Stanley Robinson

Personal information
- Born: July 14, 1988 Birmingham, Alabama, U.S.
- Died: July 21, 2020 (aged 32) Birmingham, Alabama, U.S.
- Listed height: 6 ft 9 in (2.06 m)
- Listed weight: 220 lb (100 kg)

Career information
- High school: Huffman (Birmingham, Alabama)
- College: UConn (2006–2010)
- NBA draft: 2010: 2nd round, 59th overall pick
- Drafted by: Orlando Magic
- Playing career: 2010–2020
- Position: Forward

Career history
- 2010: Rio Grande Valley Vipers
- 2011–2012: Iowa Energy
- 2013–2015: Moncton Miracles
- 2015–2016: Leones de Quilpué
- 2016: Mauricio Baez
- 2016: Reales de La Vega
- 2016: Deportivo Valdivia
- 2016–2017: Defensor Sporting
- 2017: Keflavík
- 2018: Club Escuela de Basquétbol Puerto Montt
- 2018–2020: Español de Talca

Career highlights
- NBA D-League champion (2011); Second-team Parade All-American (2006); Alabama Mr. Basketball (2006);
- Stats at Basketball Reference

= Stanley Robinson (basketball) =

American basketball player (1988–2020)

Stanley Earl Robinson (July 14, 1988 – July 21, 2020) was an American professional basketball player. He primarily played the small forward position, but occasionally assumed the role of a power forward as well. Robinson played college basketball for the UConn Huskies. He went on to play most of his professional career in South America.

==Early life==
Robinson was born in Birmingham, Alabama, on July 14, 1988. He studied at the University of Connecticut, and played college basketball with the UConn Huskies. In the run-up to the NBA draft in June 2010, he was described as a "strong offensive rebounder" and an "explosive finisher". However, his quickness was somewhat cancelled out by mediocre ball-handling, and it was predicted that the absence of major development in his four years of college basketball would lead him to be selected in round two.

==Professional career==
Robinson was selected in the second round of the 2010 NBA draft by the Orlando Magic with the 59th overall pick. He signed a non-guaranteed, one-year contract with the Magic. However, Robinson was waived following the conclusion of training camp in October 2010.

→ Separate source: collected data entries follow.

PR #9598, opened 2020-07-17
Split rankings overlay tabs into separate components

EVAST9919:
Depends on:
- [x] https://github.com/ppy/osu/pull/9639
- [x] https://github.com/ppy/osu/pull/9641


osu.Game/Overlays/Rankings/Displays/CountriesDisplay.cs
```diff
@@ -0,0 +1,23 @@
...
+// See the LICENCE file in the repository root for full licence text.
+
+using osu.Framework.Graphics;
+using osu.Game.Online.API;
+using osu.Game.Online.API.Requests;
+using osu.Game.Overlays.Rankings.Tables;
+
+namespace osu.Game.Overlays.Rankings.Displays
+{
+    public class CountriesDisplay : RankingsDisplay
```
bdach, line 11: I was very confused as to what this is. needs to be called `CountryRankingsDisplay`

osu.Game/Overlays/Rankings/Displays/PerformanceDisplay.cs
```diff
@@ -0,0 +1,65 @@
...
+using osu.Framework.Bindables;
+using osu.Framework.Graphics.Containers;
+using osu.Game.Online.API.Requests;
+using osu.Game.Overlays.Rankings.Tables;
+using osu.Game.Users;
+using osu.Game.Online.API;
+
+namespace osu.Game.Overlays.Rankings.Displays
+{
+    public class PerformanceDisplay : RankingsDisplay
```
bdach, line 14: `PerformanceRankingsDisplay`

osu.Game/Overlays/Rankings/Displays/PerformanceDisplay.cs
```diff
@@ -0,0 +1,65 @@
...
+                {
+                    RelativeSizeAxes = Axes.X,
+                    AutoSizeAxes = Axes.Y,
+                    Direction = FillDirection.Vertical,
+                    Children = new Drawable[]
+                    {
+                        new CountryFilter
+                        {
+                            Current = Country
+                        },
```
bdach, line 45: has the same awkward spacing as the spotlights ranking display used to have

2020-07-18-230529_1247x166_scrot

osu.Game/Overlays/Rankings/Displays/ScoresDisplay.cs
```diff
@@ -0,0 +1,34 @@
...
+
+using osu.Framework.Graphics;
+using osu.Framework.Bindables;
+using osu.Game.Online.API.Requests;
+using osu.Game.Overlays.Rankings.Tables;
+using osu.Game.Online.API;
+
+namespace osu.Game.Overlays.Rankings.Displays
+{
+    public class ScoresDisplay : RankingsDisplay
```
bdach, line 12: `ScoreRankingsDisplay`

osu.Game/Overlays/Rankings/Displays/SpotlightsDisplay.cs
```diff
@@ -0,0 +1,79 @@
...
+using osu.Game.Online.API;
+using osu.Game.Online.API.Requests;
+using osu.Game.Overlays.Rankings.Tables;
+using System.Linq;
+using osu.Game.Overlays.BeatmapListing.Panels;
+using System.Collections.Generic;
+
+namespace osu.Game.Overlays.Rankings.Displays
+{
+    public class SpotlightsDisplay : RankingsDisplay
```
bdach, line 20: `SpotlightsRankingsDisplay`

osu.Game/Overlays/UserProfileOverlay.cs
```diff
@@ -26,7 +26,7 @@ public class UserProfileOverlay : FullscreenOverlay
         private ProfileSectionsContainer sectionsContainer;
         private ProfileSectionTabControl tabs;
 
-        public const float CONTENT_X_MARGIN = 70;
+        public const float CONTENT_X_MARGIN = 50;
```
bdach, line 29: this change is not valid. the user profile design still uses 70px padding, and rankings use 50px. you can't conflate two constants (especially in two disparate overlay namespaces) like this.

osu.Game/Overlays/RankingsOverlay.cs
```diff
@@ -90,154 +78,112 @@ private void load()
...
+                case RankingsScope.Spotlights:
+                    return new SpotlightsDisplay();
             }
 
-            return null;
+            throw new NotImplementedException($"Display for {Scope.Value} is not implemented.");
         }
 
-        private Drawable createTableFromResponse(APIRequest request)
+        public void ShowCountry(Country requested)
```
bdach, line 167: the flag clicks use this method anyway, so why not get rid of the `Country` bindable entirely?

bdach (changes requested):
this reviews dreadfully and probably could have used splitting. this is a rudimentary first review, there might be more issues to fix

osu.Game/Overlays/Rankings/Displays/PerformanceDisplay.cs
EVAST9919: It will be changed anyway in the near future (in line with the web)

osu.Game/Overlays/RankingsOverlay.cs
EVAST9919: Well, we don't want to reload the whole display by changing the country. If current display is `Performance` - we just need to pass the `Country` value so it will reload it's content. Probably we can check if selected overlay is performance one, but it will be worse imo

gagahpangeran:
Few days ago I made a change in ranking header on website https://github.com/ppy/osu-web/pull/6306

The new sort tab looks like this
image

EVAST9919:
> Few days ago I made a change in ranking header on website [ppy/osu-web#6306](https://github.com/ppy/osu-web/pull/6306)
> 
> The new sort tab looks like this
> image

yeah, I've seen it, thanks. Will be reworked later, but not in this pr for sure

gagahpangeran:
> yeah, I've seen it, thanks. Will be reworked later, but not in this pr for sure

More important for now, it must be hidden when user is not login.

EVAST9919:
> > yeah, I've seen it, thanks. Will be reworked later, but not in this pr for sure
> 
> More important for now, it must be hidden when user is not login.

Already is after latest commit

osu.Game/Overlays/RankingsOverlay.cs
bdach: you should be able to move out three logic in the `BindValueChanged` callback to this method, no? at which point the bindable has no more purpose.

EVAST9919: Right, but there's another purpose of this bindable: to pass `Country` value to the `PerformanceDisplay`

osu.Game/Overlays/OverlayHeader.cs
```diff
@@ -12,7 +12,7 @@ namespace osu.Game.Overlays
 {
     public abstract class OverlayHeader : Container
     {
-        public const int CONTENT_X_MARGIN = 50;
+        protected virtual int ContentSideMargin() => 70;
```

For the 2011–2012 season, Robinson played with the Iowa Energy of the NBA Development League.

On October 17, 2013, Robinson signed with the Moncton Miracles of the National Basketball League of Canada (NBL). However, on February 5, 2014, he was released due to an injury. Robinson resigned with the Miracles on September 25 of that year.

On September 7, 2015, Robinson signed with Leones de Quilpué, a Chilean club that plays in the Liga Nacional de Básquetbol de Chile (LNB). The following July he moved to the Dominican Republic to play for Reales de La Vega, and in September 2016 he came back to Chile with Deportivo Valdivia, then in November he joined Defensor Sporting in Uruguay.

In November 2017, Robinson signed with Keflavík of the Icelandic Úrvalsdeild karla. Disappointed by his physical shape, Keflavík announced on January 2, 2018, they had released him and signed Dominique Elliott in his place. In five games in the Úrvalsdeild, Robinson averaged 15.6 points and 10.4 rebounds.

In January 2018, Robinson signed with Club Escuela de Básquetbol Puerto Montt. That September, he moved to Español de Talca also in Chile.

==Personal life==
Robinson was father to three daughters, and had moved back to his hometown of Birmingham.

==Death==
Robinson was found unresponsive in his Birmingham, Alabama home on July 21, 2020, a week after his 32nd birthday. He died from an accidental opioid overdose, the Jefferson County Coroner reported. The cause of death is officially listed as "fentanyl toxicity".